How Does a Wearable Become a Digital Health Technology

Telemedicine at home using digital tablet and a smartwatch

The Apple Watch made history last May as the first consumer wearable digital health technology (DHT) to cross over the clinical barrier, when the U.S. Food & Drug Administration approved its atrial fibrillation history feature as a medical device development tool, clearing it for use in clinical trials.

Smart watches, fitness trackers, and other commercial wearables are increasingly being considered for noninvasive monitoring and reporting on physical activity, health, and wellness for a broad range of use cases. By incorporating novel, data-driven approaches, wearable DHTs have the potential to provide valuable insights and predictive capabilities, particularly in the healthcare space, including improving early disease detection, enhancing personalized patient outcomes, and informing optimized interventions and therapeutics. These data-driven approaches can be further enhanced through application of evolving artificial intelligence and machine learning techniques, affording stronger predictive capabilities and greater insights via novel data aggregation and modeling methods.

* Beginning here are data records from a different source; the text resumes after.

PR #1513, opened 2026-06-28
fix: prioritize sessionModelOverride in AgentPicker display

### LINKED ISSUE #1464: [Feature] Fullscreen / maximize option in the file viewer
## Problem or use case

The desktop **file viewer** (right-rail `WorkspacePanel`) renders file content locked to the rail's width, and there is **no way to maximize / fullscreen a file**. Reading or reviewing anything wider than the rail — code with long lines, wide tables, rendered Markdown, diffs — means squinting in a narrow column or horizontal-scrolling.

This is also an inconsistency in the UI: other surfaces already have an expand affordance, but the text/code/markdown file viewer is the one that doesn't:

- **Terminals** can be expanded to the full-width panel — `onExpand={openTerminalsPanel}` (`ap-web/src/shell/WorkspacePanel.tsx:188,431`).
- **Images** got a full-screen lightbox with zoom & pan in #1334.
- **Code / Markdown / text files** → no fullscreen at all.

## Proposed solution

Add a **maximize / fullscreen toggle** to the `WorkspacePanel` file-viewer toolbar (next to the file tabs) that expands the **active file** to a full-width / fullscreen view, with a clear way back (a minimize button and `Esc`).

Implementation can reuse existing patterns for consistency rather than inventing a new one:
- mirror the **terminal** expand path (`onExpand` → full-width panel) for the file content, or
- follow the **image lightbox** pattern from #1334 for a true fullscreen overlay.

Nice-to-haves: remember the expanded/collapsed preference (there's already precedent for persisting file-browser state in #1025), and keep the Monaco/markdown viewer state when toggling so scroll position isn't lost.

## Alternatives considered

- **Open the file in an external editor** — defeats the purpose of the in-app viewer and breaks the review-in-place flow.
- **Widen the right rail** — helps a little but is a global trade-off against the chat column; doesn't give a real full-screen read.
- **Horizontal scroll / soft-wrap** — current state; workable for short reads, painful for wide content.

---

_Affected area: `comp:web-ui` (ap-web). Reproduces on `main` @ ca2e7b19 / desktop app 0.3.0, macOS._

Arshgill01:
## Summary

Closes #1464

The AgentPicker trigger label and dropdown active checkmarks ignored `sessionModelOverride` for sessions where `modelPickerKind` was `"claude"`. In that case the code fell back to `selectedModel`, which is a global sticky preference persisted across sessions — so a session with a model override would display the wrong model label and show the wrong entry as active in the picker list.

Two variables drive the picker display:

- `pickerSelectedModel`: determines which item in the dropdown receives an active checkmark.
- `nonNativeModel`: used for sessions without a native vendor-owned model picker, as the effective model label.

Previously `pickerSelectedModel` only applied `sessionModelOverride` for `"cursor"` and `"opencode"` kinds, leaving `"claude"` to fall back to `selectedModel`. And `nonNativeModel` propagated `selectedModel` ahead of `sessionModelOverride` for non-null `modelPickerKind` values, which is the wrong precedence.

The fix:
- `pickerSelectedModel`: simplified to `sessionModelOverride ?? selectedModel` across all picker kinds. An override always wins; the sticky global is the fallback.
- `nonNativeModel`: for sessions with a known picker kind, changed to `sessionModelOverride ?? selectedModel ?? llmModel`, so the session-specific override takes precedence over the cross-session sticky.

## Test Plan

```
npm run type-check
```

Zero TypeScript errors.

```
npx vitest run src/pages/modelPicker.test.ts
```

8 passed — all existing picker tests continue to pass.

The relevant test case exercising override priority is `modelPicker.test.ts` — the existing assertions already cover `sessionModelOverride` resolution and remain green after this change, confirming the new precedence does not break any established behavior.

## Type of change

- [x] Bug fix
- [ ] Feature
- [ ] Refactor / chore
- [ ] Docs
- [ ] Test / CI
- [ ] Breaking change

## Test coverage

- [ ] Not applicable

## Coverage notes

The model picker test suite (`src/pages/modelPicker.test.ts`) exercises the AgentPicker component rendering including active-model resolution. All 8 tests pass with the updated precedence logic. No new tests were added because the existing suite already covers the affected code path; the fix is a two-line change with deterministic, stateless behavior.

### DIFF
--- a/tests/e2e_ui/chat/test_claude_model_picker.py
+++ b/tests/e2e_ui/chat/test_claude_model_picker.py
@@ -163,9 +163,7 @@ def test_claude_native_picker_prefers_session_override_over_sticky_model(
     seeded_session: tuple[str, str],
 ) -> None:
     """The active row follows the session override, not another session's pick."""
-    page.add_init_script(
-        "window.localStorage.setItem('omnigent.picker.model', 'sonnet')"
-    )
+    page.add_init_script("window.localStorage.setItem('omnigent.picker.model', 'sonnet')")
     base_url, session_id = seeded_session
     _patch_session_as_claude_native(page, session_id, model_override="sonnet_5")
 
--- a/tests/e2e_ui/chat/test_claude_model_picker.py
+++ b/tests/e2e_ui/chat/test_claude_model_picker.py
@@ -19,7 +19,11 @@ _EXPECTED_ROWS = [
 ]
 
 
-def _patch_session_as_claude_native(page: Page, session_id: str) -> list[dict]:
+def _patch_session_as_claude_native(
+    page: Page,
+    session_id: str,
+    model_override: str | None = None,
+) -> list[dict]:
     """Patch the browser's session snapshot into a claude-native response.
 
     The server fixture seeds a normal ``hello_world`` session so the page can
@@ -30,6 +34,7 @@ def _patch_session_as_claude_native(page: Page, session_id: str) -> list[dict]:
 
     :param page: Playwright page before navigation.
     :param session_id: Session id to patch, e.g. ``"conv_abc123"``.
+    :param model_override: Optional session-scoped model override to expose.
     :returns: Captured PATCH request bodies.
     """
     latest_payload: dict | None = None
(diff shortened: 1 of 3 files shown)


PattaraS (dismissed):
LGTM!

PattaraS (dismissed):

PattaraS (approved):

PattaraS:
Thanks for the PR! I took a stab to handle some edge-case and add a test case. Merging this now

Arshgill01:
Thanks @PattaraS , really appreciate you taking the extra pass here.

The vendor-picker edge case you caught makes sense in hindsight, and the added regression coverage is helpful. I’ll keep that precedence split in mind next time I touch the model picker logic. Thanks again for cleaning this up and getting it merged.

Such approaches afford unique opportunities to augment existing clinical care, which is mainly provided through in-person visits. DHTs can improve patient compliance with treatment regimens by enabling caregivers to remotely monitor the progression of symptoms and associated patient activities and health metrics on a more regular cadence. Wearable DHTs that measure clinically validated patient-centered endpoints can unlock opportunities for both patient care and for clinical trials and observational studies.

By offering more frequent patient health outcome measurements in naturalistic, contextualized, patient-centric environments, DHTs can provide novel data to create and implement personalized treatment plans, which can similarly evolve in line with patient symptoms, recovery, or rehabilitation. This can result in direct improvements to patient quality of care and patient-specific health and wellness outcomes.

Despite these benefits, few wearable DHTs have made the successful transition from the consumer products space into the clinical arena, which is forecasted to reach $76 billion by 2028. Why do wearable technologies continue to grow and proliferate in the commercial sector while a much smaller number currently offer viable clinical solutions?

By helping stakeholders create strong experimental designs, predictive models that leverage humanized data have the potential to maximize the probability of success when transitioning from the consumer electronics space to the clinical and digital health domains.

One key reason for this disconnect is that the data-driven outcomes and metrics provided for the general consumer may not necessarily be directly relevant in the clinical context. More specifically, the metrics used by DHTs in the consumer space, like measurements for average heart rate, may not immediately translate to the demand for more complex patient outcome requirements in the clinical domain, like heart rhythm measures for atrial fibrillation.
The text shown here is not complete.